Australians were “disgusted” by revelations about late US sex offender Epstein’s relations with public figures, and they want the government to be clear about its position, Albanese told the ABC.

“King Charles has said that the law must now take its full course. There must be a full, fair and proper investigation. And that needs to occur,” he added.

The former 66-year-old prince was arrested last week, detained and questioned as part of an investigation into alleged misconduct in public office following revelations about his dealings with Epstein.

Albanese also said the UK would have to initiate any proposed change to the line of royal succession, and it would need the agreement of the 14 other Commonwealth nations that have King Charles III as head of state.

Albanese wrote to UK Prime Minister Keir Starmer and informed him that, “in light of recent events”, the Australian government would “agree to any proposal to remove [Mountbatten-Windsor] from the line of royal succession”, according to Australian media.

“I agree with His Majesty that the law must now take its full course and there must be a full, fair and proper investigation,” Albanese wrote.

“These are grave allegations and Australians take them seriously,” he added.

New Zealand Prime Minister Christopher Luxon said that if the UK government proposes to remove Mountbatten-Windsor from the order of succession, New Zealand would support it, the UK’s Press Association reports.

“The bottom line is, no one is above the law, and once that investigation is closed, should the UK government decide to remove him from the line of succession, that is something we would support,” Luxon told reporters.

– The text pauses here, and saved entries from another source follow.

PR #561, opened 2024-09-04
Waterfall download and Prep Summary code simplification

alex-silverman:


kiadso:
The Inflow and Outflow totals are showing like this in the download: 
image

alex-silverman:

Officials in the UK have told media outlets that any moves to change the line of succession would come after the police conclude their investigation into the former prince, who is eighth in line to the throne.

Starmer’s official spokesman said on Monday that the government was not ruling out any steps in relation to the disgraced prince, but it would not be appropriate to comment further during the police probe.

Mountbatten-Windsor, who was stripped of his royal title last year as news of links to Epstein emerged, has denied any wrongdoing over his relationship with Epstein, who was ruled to have taken his own life in prison in 2019. He has not directly responded to the latest allegations regarding misconduct in public office.